* _What to work on_
Would you reproduce all of the entries exactly?

* _Collected data entries_
--------------------------------

PR #965, opened 2023-06-16
Make StreameRequest.sink a StreamSink

### LINKED ISSUE #727: StreamedRequest.sink should be a StreamSink
Right now `StreamedRequest.sink` is declared as an `EventSink<List<int>>`:

```dart
  /// The sink to which to write data that will be sent as the request body.
  ///
  /// This may be safely written to before the request is sent; the data will be
  /// buffered.
  ///
  /// Closing this signals the end of the request.
  EventSink<List<int>> get sink => _controller.sink;
```

However, the sink of a `StreamController` is a child class `StreamSink`, which has useful methods like `addStream`: https://api.dart.dev/stable/2.17.5/dart-async/StreamConsumer/addStream.html

Being able to add a stream using this method is essential if you need the stream to be paused when the send buffer is full, e.g. if you are reading from disk faster than you can send it over the network.

Here's a simple example showing how a StreamController is notified when the send buffer is full:

```dart
void main() async {
  final server = await HttpServer.bind('127.0.0.1', 8456);
  server.listen((event) {
    print('server got client');
    final sub = event.listen((event) {});
    // Pause it on the server end, Dart will no longer read from the socket
    // causing new data to be buffered by the OS
    sub.pause();
  });

  final request = StreamedRequest('post', Uri.parse('http://127.0.0.1:8456'));

  final controller = StreamController<List<int>>(
    onPause: () {
      print('paused');
    },
    onResume: () {
      print('resumed');
    },
  );

  Timer.periodic(
    const Duration(seconds: 1),
    (timer) {
      if (controller.isPaused) {
        print('not sending (paused)');
        return;
      }
      print('sending 512K');
      controller.add(Uint8List(512 * 1024));
    },
  );

  // Cast request.sink to a StreamSink so we can call addStream
  (request.sink as StreamSink<List<int>>).addStream(controller.stream);

  await request.send();
}
```

Outputs:

```dart
paused
resumed
sending 512K
paused
server got client
resumed
sending 512K
paused
resumed
sending 512K
paused
resumed
sending 512K
paused
resumed
sending 512K
paused
resumed
sending 512K
paused
not sending - paused
not sending - paused
not sending - paused
not sending - paused
not sending - paused
```

My proposal is just a 1 line change to the getter:

```diff
-  EventSink<List<int>> get sink => _controller.sink;
+  StreamSink<List<int>> get sink => _controller.sink;
```

This would also allow us to get upload progress events without adding any callbacks to post / send:

```dart
final progress = ValueNotifier<int>(0);
request.sink.addStream(
  file.openRead().map((e) {
    progress.value += e.length;
    return e;
  }),
);
```

natebosch:
Closes #727

This class was not designed for extension, but there is at least one
extending implementation. I don't see any overrides of this field, so no
existing usage should be broken.

### DIFF
--- a/pkgs/http/lib/src/streamed_request.dart
+++ b/pkgs/http/lib/src/streamed_request.dart
@@ -24,13 +24,10 @@ import 'byte_stream.dart';
 ///
 /// // The sink must be closed to end the request.
 /// // The Future returned from `close()` may not complete until after the
-/// request is sent, an it generally should not be awaited.
+/// // request is sent, and it should not be awaited.
 /// unawaited(request.sink.close());
 /// final response = await request.send();
 /// ```
-///
-/// The `Future` returned from calling `sink.close()` will not complete until
-/// the request has been sent.
 class StreamedRequest extends BaseRequest {
   /// The sink to which to write data that will be sent as the request body.
   ///
--- a/pkgs/http/lib/src/streamed_request.dart
+++ b/pkgs/http/lib/src/streamed_request.dart
@@ -20,11 +20,17 @@ import 'byte_stream.dart';
 /// ```dart
 /// final request = http.StreamedRequest('POST', Uri.http('example.com', ''))
 ///     ..contentLength = 10
-///     ..sink.add([1, 2, 3, 4, 5, 6, 7, 8, 9, 10])
-///     ..sink.close();  // The sink must be closed to end the request.
+///     ..sink.add([1, 2, 3, 4, 5, 6, 7, 8, 9, 10]);
 ///
+/// // The sink must be closed to end the request.
+/// // The Future returned from `close()` may not complete until after the
+/// request is sent, an it generally should not be awaited.
+/// unawaited(request.sink.close());
 /// final response = await request.send();
 /// ```
+///
+/// The `Future` returned from calling `sink.close()` will not complete until
+/// the request has been sent.
 class StreamedRequest extends BaseRequest {
   /// The sink to which to write data that will be sent as the request body.
   ///
--- a/pkgs/http/lib/src/streamed_request.dart
+++ b/pkgs/http/lib/src/streamed_request.dart
@@ -32,7 +32,7 @@ class StreamedRequest extends BaseRequest {
   /// buffered.
   ///
   /// Closing this signals the end of the request.
-  EventSink<List<int>> get sink => _controller.sink;
+  StreamSink<List<int>> get sink => _controller.sink;
 
   /// The controller for [sink], from which [BaseRequest] will read data for
   /// [finalize].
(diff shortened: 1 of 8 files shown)


pkgs/http/lib/src/streamed_request.dart
```diff
@@ -32,7 +32,7 @@ class StreamedRequest extends BaseRequest {
   /// buffered.
   ///
   /// Closing this signals the end of the request.
-  EventSink<List<int>> get sink => _controller.sink;
+  StreamSink<List<int>> get sink => _controller.sink;
```
brianquinlan, line 35: I think that you need to update the example in the documentation for this class.

pkgs/http/test/io/client_test.dart
```diff
@@ -81,9 +80,8 @@ void main() {
       ..headers[HttpHeaders.userAgentHeader] = 'Dart';
 
     var responseFuture = client.send(request);
-    request
-      ..sink.add('{"hello": "world"}'.codeUnits)
-      ..sink.close();
+    request.sink.add('{"hello": "world"}'.codeUnits);
+    await request.sink.close();
```
brianquinlan, line 84: None of the `await`s in the tests are necessary, right? Otherwise this would be a breaking change.

pkgs/http/lib/src/streamed_request.dart
brianquinlan, line 35: I think that you need to update the example in the documentation for this class.

brianquinlan:
> Closes #727
> 
> This class was not designed for extension, but there is at least one extending implementation. I don't see any overrides of this field, so no existing usage should be broken.

Yeah, this change is technically breaking. If we assume that it is non-breaking because no one implements this class then you could change it to `base` at the same time (I think).

natebosch:
cc @jakemac53 - this change isn't directly breaking, but with a typical linting setup that uses "unwaited_futures" the change  pushes for edits that would cause breakage - with the IO client the `sink.close()` and `request.send()` calls return cross-dependent futures. The call to `close()` returns a Future that cannot complete until the request is sent, and the call to `send()` returns a Future that cannot complete until the sink has been closed.

pkgs/http/lib/src/streamed_request.dart
```diff
@@ -20,19 +20,25 @@ import 'byte_stream.dart';
 /// ```dart
 /// final request = http.StreamedRequest('POST', Uri.http('example.com', ''))
 ///     ..contentLength = 10
-///     ..sink.add([1, 2, 3, 4, 5, 6, 7, 8, 9, 10])
-///     ..sink.close();  // The sink must be closed to end the request.
+///     ..sink.add([1, 2, 3, 4, 5, 6, 7, 8, 9, 10]);
 ///
+/// // The sink must be closed to end the request.
+/// // The Future returned from `close()` may not complete until after the
+/// request is sent, an it generally should not be awaited.
```
brianquinlan, line 27: , and it should not...

brianquinlan (approved):

jakemac53 (approved):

--------------------------------

* _Response_
PR #965, opened 2023-06-16
Make StreameRequest.sink a StreamSink

### LINKED ISSUE #727: StreamedRequest.sink should be a StreamSink
Right now `StreamedRequest.sink` is declared as an `EventSink<List<int>>`:

```dart
  /// The sink to which to write data that will be sent as the request body.
  ///
  /// This may be safely written to before the request is sent; the data will be
  /// buffered.
  ///
  /// Closing this signals the end of the request.
  EventSink<List<int>> get sink => _controller.sink;
```

However, the sink of a `StreamController` is a child class `StreamSink`, which has useful methods like `addStream`: https://api.dart.dev/stable/2.17.5/dart-async/StreamConsumer/addStream.html

Being able to add a stream using this method is essential if you need the stream to be paused when the send buffer is full, e.g. if you are reading from disk faster than you can send it over the network.

Here's a simple example showing how a StreamController is notified when the send buffer is full:

```dart
void main() async {
  final server = await HttpServer.bind('127.0.0.1', 8456);
  server.listen((event) {
    print('server got client');
    final sub = event.listen((event) {});
    // Pause it on the server end, Dart will no longer read from the socket
    // causing new data to be buffered by the OS
    sub.pause();
  });

  final request = StreamedRequest('post', Uri.parse('http://127.0.0.1:8456'));

  final controller = StreamController<List<int>>(
    onPause: () {
      print('paused');
    },
    onResume: () {
      print('resumed');
    },
  );

  Timer.periodic(
    const Duration(seconds: 1),
    (timer) {
      if (controller.isPaused) {
        print('not sending (paused)');
        return;
      }
      print('sending 512K');
      controller.add(Uint8List(512 * 1024));
    },
  );

  // Cast request.sink to a StreamSink so we can call addStream
  (request.sink as StreamSink<List<int>>).addStream(controller.stream);

  await request.send();
}
```

Outputs:

```dart
paused
resumed
sending 512K
paused
server got client
resumed
sending 512K
paused
resumed
sending 512K
paused
resumed
sending 512K
paused
resumed
sending 512K
paused
resumed
sending 512K
paused
not sending - paused
not sending - paused
not sending - paused
not sending - paused
not sending - paused
```

My proposal is just a 1 line change to the getter:

```diff
-  EventSink<List<int>> get sink => _controller.sink;
+  StreamSink<List<int>> get sink => _controller.sink;
```

This would also allow us to get upload progress events without adding any callbacks to post / send:

```dart
final progress = ValueNotifier<int>(0);
request.sink.addStream(
  file.openRead().map((e) {
    progress.value += e.length;
    return e;
  }),
);
```

natebosch:
Closes #727

This class was not designed for extension, but there is at least one
extending implementation. I don't see any overrides of this field, so no
existing usage should be broken.

### DIFF
--- a/pkgs/http/lib/src/streamed_request.dart
+++ b/pkgs/http/lib/src/streamed_request.dart
@@ -24,13 +24,10 @@ import 'byte_stream.dart';
 ///
 /// // The sink must be closed to end the request.
 /// // The Future returned from `close()` may not complete until after the
-/// request is sent, an it generally should not be awaited.
+/// // request is sent, and it should not be awaited.
 /// unawaited(request.sink.close());
 /// final response = await request.send();
 /// ```
-///
-/// The `Future` returned from calling `sink.close()` will not complete until
-/// the request has been sent.
 class StreamedRequest extends BaseRequest {
   /// The sink to which to write data that will be sent as the request body.
   ///
--- a/pkgs/http/lib/src/streamed_request.dart
+++ b/pkgs/http/lib/src/streamed_request.dart
@@ -20,11 +20,17 @@ import 'byte_stream.dart';
 /// ```dart
 /// final request = http.StreamedRequest('POST', Uri.http('example.com', ''))
 ///     ..contentLength = 10
-///     ..sink.add([1, 2, 3, 4, 5, 6, 7, 8, 9, 10])
-///     ..sink.close();  // The sink must be closed to end the request.
+///     ..sink.add([1, 2, 3, 4, 5, 6, 7, 8, 9, 10]);
 ///
+/// // The sink must be closed to end the request.
+/// // The Future returned from `close()` may not complete until after the
+/// request is sent, an it generally should not be awaited.
+/// unawaited(request.sink.close());
 /// final response = await request.send();
 /// ```
+///
+/// The `Future` returned from calling `sink.close()` will not complete until
+/// the request has been sent.
 class StreamedRequest extends BaseRequest {
   /// The sink to which to write data that will be sent as the request body.
   ///
--- a/pkgs/http/lib/src/streamed_request.dart
+++ b/pkgs/http/lib/src/streamed_request.dart
@@ -32,7 +32,7 @@ class StreamedRequest extends BaseRequest {
   /// buffered.
   ///
   /// Closing this signals the end of the request.
-  EventSink<List<int>> get sink => _controller.sink;
+  StreamSink<List<int>> get sink => _controller.sink;
 
   /// The controller for [sink], from which [BaseRequest] will read data for
   /// [finalize].
(diff shortened: 1 of 8 files shown)


pkgs/http/lib/src/streamed_request.dart
```diff
@@ -32,7 +32,7 @@ class StreamedRequest extends BaseRequest {
   /// buffered.
   ///
   /// Closing this signals the end of the request.
-  EventSink<List<int>> get sink => _controller.sink;
+  StreamSink<List<int>> get sink => _controller.sink;
```
brianquinlan, line 35: I think that you need to update the example in the documentation for this class.

pkgs/http/test/io/client_test.dart
```diff
@@ -81,9 +80,8 @@ void main() {
       ..headers[HttpHeaders.userAgentHeader] = 'Dart';
 
     var responseFuture = client.send(request);
-    request
-      ..sink.add('{"hello": "world"}'.codeUnits)
-      ..sink.close();
+    request.sink.add('{"hello": "world"}'.codeUnits);
+    await request.sink.close();
```
brianquinlan, line 84: None of the `await`s in the tests are necessary, right? Otherwise this would be a breaking change.

pkgs/http/lib/src/streamed_request.dart
brianquinlan, line 35: I think that you need to update the example in the documentation for this class.

brianquinlan:
> Closes #727
> 
> This class was not designed for extension, but there is at least one extending implementation. I don't see any overrides of this field, so no existing usage should be broken.

Yeah, this change is technically breaking. If we assume that it is non-breaking because no one implements this class then you could change it to `base` at the same time (I think).

natebosch:
cc @jakemac53 - this change isn't directly breaking, but with a typical linting setup that uses "unwaited_futures" the change  pushes for edits that would cause breakage - with the IO client the `sink.close()` and `request.send()` calls return cross-dependent futures. The call to `close()` returns a Future that cannot complete until the request is sent, and the call to `send()` returns a Future that cannot complete until the sink has been closed.

pkgs/http/lib/src/streamed_request.dart
```diff
@@ -20,19 +20,25 @@ import 'byte_stream.dart';
 /// ```dart
 /// final request = http.StreamedRequest('POST', Uri.http('example.com', ''))
 ///     ..contentLength = 10
-///     ..sink.add([1, 2, 3, 4, 5, 6, 7, 8, 9, 10])
-///     ..sink.close();  // The sink must be closed to end the request.
+///     ..sink.add([1, 2, 3, 4, 5, 6, 7, 8, 9, 10]);
 ///
+/// // The sink must be closed to end the request.
+/// // The Future returned from `close()` may not complete until after the
+/// request is sent, an it generally should not be awaited.
```
brianquinlan, line 27: , and it should not...

brianquinlan (approved):

jakemac53 (approved):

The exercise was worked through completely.